In the entries below, every line with the string "delay" is to be reported.

--- DATA SECTION Enclosed Below ---

PR #129, opened 2015-07-15
Added version to setup.cfg.

cmccully:
I have added the version number to setup.cfg in hopes of making it more intuitive to find.

PR #130, opened 2015-07-15
Moved entry points to setup.cfg.

cmccully:
I moved the console entry scripts into setup.cfg.


embray:
:+1: 

For what it's worth, at some point I plan on moving most of astropy_helpers (and hence astropy and the affiliated package template) over to using d2to1 (or its successor that I'm thinking about): https://pypi.python.org/pypi/d2to1

Changes like this one and #129 will help with that transition.

PR #131, opened 2015-07-15
Added install requirements to setup.cfg.

cmccully:
I believe that this pull request with #129, #130, #93, the affiliated packages should only need to edit setup.cfg but not setup.py.


cmccully:
I am definitely open to discussion on the best way to do this.

embray:
:-1: on requirements.txt.  If I recall correctly, I'm not sure if pip even reads this to install runtime requirements for a package by default.  Rather, the general distinction between a requirements.txt and install_requires is that install_requires tends to be as loose as possible with version numbers, while requirements.txt is usually used to pin requirements, for example to reproduce a development environment.

This is just a general guideline though, and is at least what I last heard on the issue last it was discussed on distutils-sig.  Instead I'd be in favor of putting install-requires in the setup.cfg, as is supported by d2to1, and leave out a separate requirements file.

cmccully:
@embray Fair enough. I would prefer the setup.cfg file as well. I have updated it. What do you think?

embray:
Looks great, thanks!

embray:
I would go ahead and merge, but I think @astrofrog or @eteq might want a look too.  Actually I'm not sure anymore who should be tagged for changes in package-template.  We should have a list somewhere of "package-template stakeholders" ... :)

astrofrog:
:+1:

embray:
Before merging this should we make some announcements about package-template changes?  This could (mildly) break some packages if their maintainers blindly merge it without also updating their setup.cfg.

mwcraig:
I think that would  be helpful...perhaps with some advice as to whether current affiliated packages should move in this direction?

astrofrog:
@embray - I would say that once all these changes are merged in, we tag a new version and make an announcement then?

We should add an entry to ``TEMPLATE_CHANGES.md`` too

embray:
This needs to be rebased now since I merged #130, and maybe also an entry added to TEMPLATE_CHANGES.md (for #130 as well, now that I think about it) as @astrofrog suggested.

cmccully:
I just rebased this pull request. Sorry for the delay. Is there anything else that needs to be done before this can be merged, @embray?

embray:
I think mistakes were mad in the rebase :( https://github.com/astropy/package-template/pull/131/files

cmccully:
@embray You were correct that I missed one of the merge comments. Sorry about that. I fixed the typo and pushed the fix. I also noticed a couple more minor issues that I fixed. The only significant change I made was to switch from using install_requires to setup_requires. I noticed that if numpy wasn't installed previously and was only included in install_requires, the setup would crash. I am still waiting for the travis build to finish but this builds correctly on a clean environment on my local machine.

cmccully:
Also, should sphinx be a setup requirement?

cmccully:
@embray  @astrofrog  @eteq The only test that is failing is the test --coverage command. This has been noted in other astropy repos. Should we pin the version of coverage? Or realistically should we update the base package that uses the coverage module?

setup.py
```diff
@@ -98,15 +98,20 @@
...
 # Note that requires and provides should not be included in the call to
 # ``setup``, since these are now deprecated. See this link for more details:
 # https://groups.google.com/forum/#!topic/astropy-dev/urYO8ckB2uM
-
 setup(name=PACKAGENAME,
       version=VERSION,
       description=DESCRIPTION,
       scripts=scripts,
-      install_requires=['astropy'],
+      setup_requires=setup_requires,
```
embray: I don't really understand what's going on here anymore.  `setup_requires` and `install_requires` are totally different things, nor should we be imposing the above defaults.

cmccully: The above defaults are meant to stop failures from using the astropy_helpers module which is included in the package template. If any of those 3 packages are not installed, running python setup.py will crash. By adding those packages to setup_requires. If those packages are not installed, distutils will try to automatically install them. I think it might make sense to include these defaults in setup_requires and take the install_requires from the setup.cfg file. What do you think?

embray: That isn't true, or at least, it's not supposed to be. If it is, that's another problem.  And in any case requires-dist is meant to be used for runtime requirements, not build-time requirements.  The way `setup_requires` and `install_requires` work are very different.

cmccully: I think this issue is unique to packages that rely on Cython (e.g. astroscrappy). If cython is not included in setup_requires, then the build will obviously not work because it can not generate the c source files. To get the numpy linking correct, often numpy.get_include() is used, which also requires numpy to be in setup_requires.
Upon further inspection, I believe that astropy does not need to be in setup_requires. 

My thought would be to do something like:
setup_requires = ['numpy', 'cython']
install_requires = install_requires
where install_requires is from the setup.cfg file. What do you think? Is there a cleaner way to fix the cython issue?

embray:
I'll comment more later, but this is also related:
astropy/astropy#3229
astropy/astropy-helpers#185
astropy/astropy-helpers#167

astrofrog:
Note that the current implementation is incorrect as-is in this pull request, because running

```
python setup.py egg_info
```

now installs all the dependencies from source, which is undesirable.

astrofrog:
@cmccully - replying to your comment in astropy/astropyscrappy#2 here since it applies here as well. Basically, you need to do what astropy does:

```
# Avoid installing setup_requires dependencies if the user just
# queries for information
if is_distutils_display_option():
    setup_requires = []
```

See https://github.com/astropy/astropy/blob/master/setup.py#L84

Basically ``setup_requires`` should always be empty if ``is_distutils_display_option()`` is True.

cmccully:
I have updated this PR to account for @astrofrog's comment so now nothing is installed for egg_info. I have also updated things so that I think everything makes sense in terms of what needs to be in setup_requires vs install_requires per discussion with @embray. Is there anything else that needs to be done before this can be merged?

setup.py
keflavich: Once this is resolved, could one of you include a 'best practices' recommendation in the package-template for how and when `setup_requires` and `install_requires` should be populated?  e.g., what to do with (1) packages required at runtime, but not for install (2) packages required at runtime (3) optional packages that users might want to install but are not strictly required

cmccully:
@astrofrog @embray @eteq Is there anything else that needs to be done to this PR before it can be merged?

eteq:
@cmccully - I'm happy with this *except* for the lingering `install_requires`/`setup_requires` question.  It looks to me like we're still in a situation where *anyone* using the template will end up with `numpy` and `cython` as setup requirements, and a lot of affiliated packages require neither at setup time (basically anything that's pure python). This is particularly problematic because (at least, we think), `pip` doesn't always play nicely with `setup_requires`.

So here's a possible solution: let the user decide.  I see two possible approaches to this:
1. read the requirements from ``setup.cfg`` and if the user specifically mentions Cython or numpy, interpret that as it needing to be in `setup_requires`
2. add another ``setup.cfg`` entry that could be just something like ``needs_c_compiling = yes/no``.

Also, is there a companion PR to update http://astropy.readthedocs.org/en/latest/development/affiliated-packages.html ?  If I understand right, after this there's no need to edit ``setup.py`` (a good thing!) but then the instructions should be updated to reflect that.

cmccully:
Thanks @eteq. I think I prefer option 1 that you suggest. That seems like a very sensible compromise. I will update the PR implementing this idea. 

I'm surprised to hear that pip doesn't play nicely with setup_requires. I use setup_requires with astropy/astroscrappy and it seems to work without issue. Could you give me more details about the failures?

There is not a corresponding PR for the docs yet. I was hoping to get this merged along with #129 and do one PR on the documentation. I will get that started.

eteq:
I *think* it's just that ``pip`` options that affect versioning and such only get applied to regular dependencies, not ``setup_requires`` (the specific case I've seen is when asking pip not to do upgrades, and it ignores that for ``setup_requires``).  So it does install things that are in ``setup_requires``, but sometimes behaves in ways that users consider unexpected when doing anything other than a standard ``pip install <something>``.  Hence we're in a situation of "usually it works, but occasionally not as expected".

You could maybe make an argument that this is intended behavior: ``setup_requires`` could be interpreted as "must be exactly like this or setup won't work".  I don't honestly know for sure if it's actually intended or just an oversight, though.

embray:
I'm thinking of actually vendoring a copy of d2to1 into astropy-helpers, which would make this a moot point.

cmccully:
@eteq @embray Sorry about the long delay on this. I just updated the package template to account for your comments. Is this an acceptable solution?

cmccully:
@eteq @embray Any word on this?

astrofrog:
@cmccully - sorry for dropping the ball on this. Can you rebase this and also undo the changes to astropy-helpers?

setup.py
astrofrog: >  often numpy.get_include() is used

@cmccully - ah, but I believe that the way astropy-helpers works, if you are setting up Cython extensions you can just use ``'numpy'`` instead of ``numpy.get_include()`` and astropy-helpers does the substitution later. So I think ``setup_requires`` isn't actually needed.

astrofrog:
I've now implemented this much more simply in https://github.com/astropy/package-template/pull/208 for now - and left any controversial parts (in particular setup_requires) out for now.

astrofrog:
For setup_requires, I think a better solution would be to simply check if extensions are present in setup.py and adjust setup_requires accordingly, but not list setup_requires in setup.cfg. I'll work on a PR for that to see if it works, and we can discuss this further in #209.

--- End of Enclosed DATA SECTION ---

- **WRITTEN REPLY**:
I just rebased this pull request. Sorry for the delay. Is there anything else that needs to be done before this can be merged, @embray?
@eteq @embray Sorry about the long delay on this. I just updated the package template to account for your comments. Is this an acceptable solution?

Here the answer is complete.